Babangida, who ruled Nigeria as head of a military regime between 1985 and 1993, said he is ready to vote for an Igbo president in 2019.
The reverred general spoke with The Interview, a magazine focused on leading professionals and politicians.
The issue of the political position of the Igbos of the Southeast Nigeria has taken the front burners in recent months with the recrudescence of agitations for the separatist state of Biafra.
Ndigbo, which is one of the three major ethnic nationalities, have long-held of a conspiracy among th other two major nationalires to exclude from the mainstream.
Speaking against the background of agitations for the re-birth of Bifra, IBB, as he is fondly called, described agitation for Biafra republic as a distraction.
“We do not need this distraction now,” he was quoted as saying, adding that “I will vote for an Igbo president in 2019, if I find one.”
According to a report by the Sun, Babangida also revisited one of the most controversial issues involving him – the death of MKO Abiola, acclaimed winner of the June 12, 1993 election. He said he received the news of his death with shock but without regret.
Responding to the question on whether he believed that Abiola died of natural causes, he replied: “I should know? I didn’t serve the tea…!”

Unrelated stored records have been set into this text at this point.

PR #582, opened 2019-02-08
WIP DO NOT MERGE: Support multiple manifests in c/storage

mtrmac:
WIP, do not merge: Right now only to have a fallback implementation and to get it through CI.

When writing an image, always record the manifest in a `manifest-$digest` item, in addition to the existing `manifest` item.

To make this consistent, fail in `PutManifest` if the destination reference includes a digest and the manifest does not match.

When reading an image, return the manifest corresponding to the user-specified digest (if such a manifest has been recorded), falling back to the existing use of `manifest` (i.e. the latest one written).

### DIFF
--- a/storage/storage_image.go
+++ b/storage/storage_image.go
@@ -14,6 +14,7 @@ import (
 	"sync"
 	"sync/atomic"
 
+	"github.com/containers/image/docker/reference"
 	"github.com/containers/image/image"
 	"github.com/containers/image/internal/tmpdir"
 	"github.com/containers/image/manifest"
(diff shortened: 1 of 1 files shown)


mtrmac:
Note to self: #573 is also necessary because `storageImageDestionation.TryReusingBlob` can cause the manifest to be edited.

nalind:
LGTM.  #585 includes this patch, so we can either close this one, or rebase and merge this one, after which I can rebase #585.

mtrmac:
Let’s discuss this in #585.

PR #992, opened 2020-07-27
Coverity found potential nil dereference

rhatdan:


mtrmac:
I’m fine with adding dead code to make other Coverity results more useful, but I’d like that dead code to be consistent with the rest.

PR #996, opened 2020-07-29
Writing multiple images to a single docker-archive: file

mtrmac:
WIP, absolutely untested, missing locking, probably incorrect about legacy metadata reuse.


mtrmac:
@vrothberg filing very early for API feedback and possible testing / experimenting.

mtrmac:
See also #998 for read+write in one PR.

vrothberg:
Thanks, I'll test #998 and will comment there.

mtrmac:
@vrothberg This should now be ready for review (although still basically untested). Changes since the early version:
- `docker/internal/tarfile.Writer.Finish` is now `Writer.Close`, similar to `archive.tar.Writer.Close`. There isn’t a (`Commit`,`Close`) difference like in `ImageDestination`, so it seems reasonable to just use the standard `Close` name.
- `docker/internal/tarfile.Writer` now uses a mutex to ensure the resulting stream is consistent, and in principle that allows copying images in parallel. I don’t expect much benefit from that, hence not setting `HasThreadSafePutBlob` either.
- The actual format implementation was changed much more than the earlier versions, to correctly create the legacy-format metadata (for images that share layers but differ in configs).

rhatdan:
Amazing work @mtrmac LGTM

henning-schild:
Can anyone point me to docs on how to actually use that with `skopeo` or `buildah` or any other tool really. I have multiple images and am trying to merge them into one repo image to deduplicate layers and save cost on storage and download.

henning-schild:
Thanks. I really do not want to know the details, just found this and thought it might be a good place to ask which of the many container tools actually uses that interface. I will take that pointer to podman and just hope that the version i can get can do that.

PR #997, opened 2020-07-29
Error message change

ParkerVR:
PR Response to https://bugzilla.redhat.com/show_bug.cgi?id=1848150

Minor change to error messages to provide more user-friendly experience

Signed-off-by: Parker Van Roy <pvanroy@redhat.com>

### DIFF
--- a/docker/docker_image_dest.go
+++ b/docker/docker_image_dest.go
@@ -83,7 +83,7 @@ func (d *dockerImageDestination) SupportsSignatures(ctx context.Context) error {
 	case d.c.supportsSignatures:
 		return nil
 	default:
-		return errors.Errorf("X-Registry-Supports-Signatures extension not supported, and lookaside is not configured")
+		return errors.Errorf("X-Registry-Supports-Signatures extension not supported. Configure sigstore-staging path (view containers-registries.d.5.md)")
 	}
 }
 
@@ -484,7 +484,7 @@ func (d *dockerImageDestination) PutSignatures(ctx context.Context, signatures [
 	case d.c.supportsSignatures:
 		return d.putSignaturesToAPIExtension(ctx, signatures, *instanceDigest)
 	default:
-		return errors.Errorf("X-Registry-Supports-Signatures extension not supported, and lookaside is not configured")
+		return errors.Errorf("Cannot store signature: sigstore not configured for destination registry")
 	}
 }
 


TomSweeneyRedHat:
@mtrmac here's the current sample output from the BZ, I did not try it myself.

```
Steps to Reproduce:
1. Configure a sigstore for a source registry
2. Do not configure a sigstore for destination registry
3. Copy from the source to the destination without specifying the "--remove-signatures" flag

Actual results:
Error received: "FATA[0003] Can not copy signatures: X-Registry-Supports-Signatures extension not supported, and lookaside is not configured"
```

mtrmac:
Yes, that’s pre-#963.

TomSweeneyRedHat:
Thanks @mtrmac , so as of skopeo v1.0.0 the new error message would look something like:

"Error received: Can not copy signatures to {destination_reference}: FATA[0003] Can not copy signatures: X-Registry-Supports-Signatures extension not supported, and lookaside is not configured"

The requestor had asked for:

"Can not copy signatures: Either configure the destination registry with X-Registry-Supports-Signatures extension or specify a sigstore-staging"

Could we change @ParkerVR verbiage change to 
Either configure the destination registry with X-Registry-Supports-Signatures extension or specify a sigstore-staging

Or do you have other thoughts?  I think the genesis of the problem is the current message hints at the problem, but doesn't hint at the solution.

ParkerVR:
Maybe it might be better to better distinguish errors between not having sigstore configured and the extension? Is this rational or would we have to rewrite the extension for something trivial?

rhatdan:
@ParkerVR Yes split them.

mtrmac:
> Either configure the destination registry with X-Registry-Supports-Signatures extension or specify a sigstore-staging

X-R-S-S support is a feature of the implementation; in the only implementation I’m aware of (OpenShift integrated registry) it’s not something that can be configured in any way. The registry either supports it it or does not. “Replace your registry with a completely different server” is… an option, but also probably not very frequently possible.

> Maybe it might be better to better distinguish errors between not having sigstore configured and the extension?

How? At that point, the extension is known to be unavailable, and no configuration exists. We can’t really tell whether the user intended one, or the other, to exist and something went wrong, or whether the user didn’t think about storing signatures at all and this is the first time the issue came up.

In a sense, it is more practical to point at sigstore-staging, because that can always be done no matter the registry — OTOH it is more _useful_ to point at X-R-S-S, _if_ the user can replace the registry setup, it results in a _much_ better workflow.

> Or do you have other thoughts? I think the genesis of the problem is the current message hints at the problem, but doesn't hint at the solution.

I think the only _substantive_ change that is a clear improvement at this point is to s/lookaside/sigstore/, and possibly mention sigstore-staging. Plus word-smithing (“is not configured” vs. “you should configure”) I don’t feel strongly about.

A sort of unorthodox option would be to include a hard-coded link to a larger external document in the message… that might help or just get in the way, I don’t know.

rhatdan:
@ParkerVR @mtrmac What is the scoop on this one?

docker/docker_image_dest.go
```diff
@@ -485,7 +485,7 @@ func (d *dockerImageDestination) PutSignatures(ctx context.Context, signatures [
 	case d.c.supportsSignatures:
 		return d.putSignaturesToAPIExtension(ctx, signatures, *instanceDigest)
 	default:
-		return errors.Errorf("X-Registry-Supports-Signatures extension not supported, and lookaside is not configured")
+		return errors.Errorf("Cannot store signature: sigstore not configured for destination registry")
```
mtrmac, line 488: This should still mention `X-R-S-S`; overall the two error messages should stay in sync.

docker/docker_image_dest.go
```diff
@@ -84,7 +84,7 @@ func (d *dockerImageDestination) SupportsSignatures(ctx context.Context) error {
 	case d.c.supportsSignatures:
 		return nil
 	default:
-		return errors.Errorf("X-Registry-Supports-Signatures extension not supported, and lookaside is not configured")
+		return errors.Errorf("X-Registry-Supports-Signatures extension not supported. Configure s/lookaside/sigstore/ or specify a sigstore-staging")
```
mtrmac, line 87: I’m sorry, the `s/`…`/`…`/` syntax is a jargon for replacing, not a literal suggestion ( http://www.catb.org/~esr/jargon/html/writing-style.html ).

Maybe
```suggestion
		return errors.Errorf("X-Registry-Supports-Signatures extension not supported. Configure a sigstore-staging path")
```
and perhaps point at the relevant man page in to say how; OTOH that may get way too long.

mtrmac (commented):
I’m sorry, I didn’t realize this was updated (@ParkerVR GitHub does not automatically send e-mail in that case).

docker/docker_image_dest.go
ParkerVR: I'm not sure of the proper way to link a page etc. but this is the doc I'd link: https://github.com/containers/image/blob/master/docs/containers-registries.d.5.md

mtrmac: Well, just include an URL in the page.

OTOH, in the meantime, there is https://github.com/containers/image/pull/1035 , which will make these error messages impossible to hit, so after/if that PR is accepted, this PR can be just closed.

---

@rhatdan (Cc: @QiWang19 ) FYI, one result of #1035 (having built-in defaults for per-user/per-system sigstores) is that copies of signed images to registries that don’t support signatures, and have no sigstore set up, will completely silently succeed, and users will have to figure out that signatures need publishing without much guidance.

That’s always been the case for root (with the configs pointing to `/var/…` for `sigstore-staging`), but now it will be the case for everyone with no way to opt out. I think it’s probably worth it for the simplicity, and anyone who cares about signatures can always configure a default sigstore path. Still, we are adding a silent failure^Wnon-success case for unprivileged users (where before, we were hard-failing unless the user explicitly provided a registries.d configuration that pointed to a writable directory).

rhatdan: Should we add an info message when they do not have a separate stage instance, telling that is what is happening?

mtrmac: That’s an interesting idea, definitely worth considering.

It would probably be way too noisy when reading signatures (most images are not signed, but we would want to tell the user about the default path exactly when no signatures are found); a reminder when writing signatures (i.e. in `PutSignatures`, when we already know there are signatures to write) could be rather helpful — even if the user knows about the configuration, just to say that the staging data must be published.

mtrmac:
#1035 was merged, making this no longer applicable.

PR #1000, opened 2020-08-06
Look for normalized paths in tarfile.

jellelicht:
I have a tarball with a "./" prefix (so: `./manifest.json`, `./config.json`, `./<layer-hash>/layer.tar` etc etc). This tarball works with docker load, but does not work with skopeo inspect, which is why I'm here now :smile: 

I added some normalization using `path.Clean` to all places where we might be looking at the path of something in the tarball; since I assume 'security' concerns (e.g. `../../`) are taken care of in other places, this should not introduce new vulnerabilities.

Let me know if I need to adapt something.

### DIFF
--- a/docker/tarfile/src.go
+++ b/docker/tarfile/src.go
@@ -184,10 +184,11 @@ func (s *Source) openTarComponent(componentPath string) (io.ReadCloser, error) {
 	return &tarReadCloser{Reader: tarReader, backingFile: f}, nil
 }
 
-// findTarComponent returns a header and a reader matching path within inputFile,
+// findTarComponent returns a header and a reader matching componentPath within inputFile,
 // or (nil, nil, nil) if not found.
-func findTarComponent(inputFile io.Reader, path string) (*tar.Reader, *tar.Header, error) {
+func findTarComponent(inputFile io.Reader, componentPath string) (*tar.Reader, *tar.Header, error) {
 	t := tar.NewReader(inputFile)
+	componentPath = path.Clean(componentPath)
 	for {
 		h, err := t.Next()
 		if err == io.EOF {
@@ -196,7 +197,7 @@ func findTarComponent(inputFile io.Reader, path string) (*tar.Reader, *tar.Heade
 		if err != nil {
 			return nil, nil, err
 		}
-		if h.Name == path {
+		if path.Clean(h.Name) == componentPath {
 			return t, h, nil
 		}
 	}
@@ -308,7 +309,7 @@ func (s *Source) prepareLayerData(tarManifest *ManifestItem, parsedConfig *manif
 			// which of the tarManifest.Layers paths is used; (docker save) actually makes the duplicates symlinks to the original.
 			continue
 		}
-		layerPath := tarManifest.Layers[i]
+		layerPath := path.Clean(tarManifest.Layers[i])
 		if _, ok := unknownLayerSizes[layerPath]; ok {
 			return nil, errors.Errorf("Layer tarfile %s used for two different DiffID values", layerPath)
 		}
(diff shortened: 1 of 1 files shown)


TomSweeneyRedHat:
@jellelicht needs a rebase

jellelicht:
ah sorry, I sausage-fingered the big button here, I'll rebase properly in a bit

docker/tarfile/src.go
```diff
@@ -184,9 +184,9 @@ func (s *Source) openTarComponent(componentPath string) (io.ReadCloser, error) {
 	return &tarReadCloser{Reader: tarReader, backingFile: f}, nil
 }
 
-// findTarComponent returns a header and a reader matching path within inputFile,
+// findTarComponent returns a header and a reader matching rpath within inputFile,
```
mtrmac, line 187: I don’t know what “rpath” stands for here (it is clearly not a reference to `realpath(3p)` nor to `ld -rpath`. Why not just say “path”?

docker/tarfile/src.go
```diff
@@ -196,7 +196,7 @@ func findTarComponent(inputFile io.Reader, path string) (*tar.Reader, *tar.Heade
 		if err != nil {
 			return nil, nil, err
 		}
-		if h.Name == path {
+		if path.Clean(h.Name) == path.Clean(rpath) {
```
mtrmac, line 199: `path.Clean(rpath)` can be computed once outside the loop.

rhatdan, line 199: path.Clean(rpath)  should only be done once.  Not every time though the loop

docker/tarfile/src.go
```diff
@@ -335,7 +335,7 @@ func (s *Source) prepareLayerData(tarManifest *ManifestItem, parsedConfig *manif
 		if err != nil {
 			return nil, err
 		}
-		if li, ok := unknownLayerSizes[h.Name]; ok {
+		if li, ok := unknownLayerSizes[path.Clean(h.Name)]; ok {
```
mtrmac, line 338: The same normalization must happen when adding entries to `unknownLayerSizes` a few lines above as well.

Also, the `path.Clean(h.Name)` can be only computed once.

rhatdan, line 338: Can  you do this once and save the variable to be used below.  I am not sure how much path.Clean does, but we probably don't want to call it multiple times, if we don't have to.

docker/tarfile/src.go
mtrmac: (It does seem useful to put a warning _somewhere_ to future maintainers to think about the need to use `path.Clean`. But I can’t think of a place that would work.)

jellelicht: I want to say `path.Clean(...)`. Do you have a proposal that is more clear? I don't really know the shadowing rules in Go

docker/tarfile/src.go
jellelicht: I've tried to pull this out of the loop

docker/tarfile/src.go
jellelicht: done

docker/tarfile/src.go
jellelicht: I opted for `componentPath` for the argument/parameter, so that leaves `path` to actually refer to the import.

docker/tarfile/src.go
jellelicht: done

docker/tarfile/src.go
jellelicht: done, and done

docker/tarfile/src.go
mtrmac: Ah, I didn’t realize that the package name was conflicting.

PR #1002, opened 2020-08-07
check docker-archive support encryption

QiWang19:
copy image should failed when docker-archive does not support encryption.

related issues: https://github.com/containers/skopeo/issues/982

### DIFF
--- a/copy/manifest.go
+++ b/copy/manifest.go
@@ -65,6 +65,9 @@ func (ic *imageCopier) determineManifestConversion(ctx context.Context, destSupp
 		if !requiresOciEncryption || manifest.MIMETypeSupportsEncryption(t) {
 			supportedByDest[t] = struct{}{}
 		}
+		if ic.c.dest.Reference().Transport().Name() == "docker-archive" && !manifest.MIMETypeSupportsEncryption(t) {
+			return "", nil, errors.New("docker-archive does not support encryption")
+		}
 	}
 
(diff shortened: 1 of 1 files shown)


QiWang19:
@mtrmac PTAL. Will this work for fix https://github.com/containers/skopeo/issues/982?

mtrmac:
It would also be interesting to look into the final stages of the failure — AFAICS the layer really is encrypted, and the encryption code records the metadata in `uploadedInfo`, and if that data is not supported by a format, it is just silently ignored instead of failing loudly.

If practical, we _should_ fail before starting to copy the multi-gigabyte layers, but at the point we do have the encryption metadata, the code should be robust and not just silently ignore it.

mtrmac:
#1930 fixes the original failure in `determineManifestConversion`.

mtrmac:
> It would also be interesting to look into the final stages of the failure

Still outstanding, I’ll take a look later.

TomSweeneyRedHat:
@QiWang19 looks like you need a rebase.

mtrmac:
@TomSweeneyRedHat This PR is very old, mostly just tracking the issue to be fixed; see the last few comments.

mtrmac:
> It would also be interesting to look into the final stages of the failure

(Separately from #1930 stopping such operations at the very start,) WIP #1932 will fix that part as well:
```
… creating an updated image manifest: encryption change (for layer "sha256:71daf5f79bf641926f93bdc9514288dadab2c97e99823b8e6617de046b72f518") is not supported in schema2 manifests 
```

PR #1012, opened 2020-08-09
use container/storage/pkg/homedir

rhatdan:


rhatdan:
This ends up pulling the docker dependency into containers/common and then into other repos.  We have both being used, and I would rather stick to the one we maintain.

The former military ruler also spoke on his relationship with President Muhammadu Buhari, who had accused him of staging the 1985 coup to save General Aliyu Gusau and himself. Babangida told a story of their 2006 encounter arranged by former Abia governor, Chief Orji Uzor Kalu, as proof that all is well between him and the president, adding, “one thing you guys in the media want is for us to be exchanging words with each other each time we see.”
He spoke on June 12 and how he received the news of the death of the winner of the election, Chief MKO Abiola, saying, he “was shocked,” but without regret.
Also in the interview, Babangida spoke on the two “most traumatic” coups during his eight-year regime – the Mamman Vatsa and Gideon Orkar coups – revealing, for the first time, a meeting he had with Vatsa before his trial began. The interview also covered Dele Giwa and the C130 Hercules plane crash in Ejigbo, which left 150 military officers dead.
In the same edition, frontline lawyer and Senior Advocate of Nigeria, Femi Falana, spoke on why he was dropped from the ministerial list, while the new President of Mauritius, Ameenah Gurib-Fakim, gave African leaders some homework to do.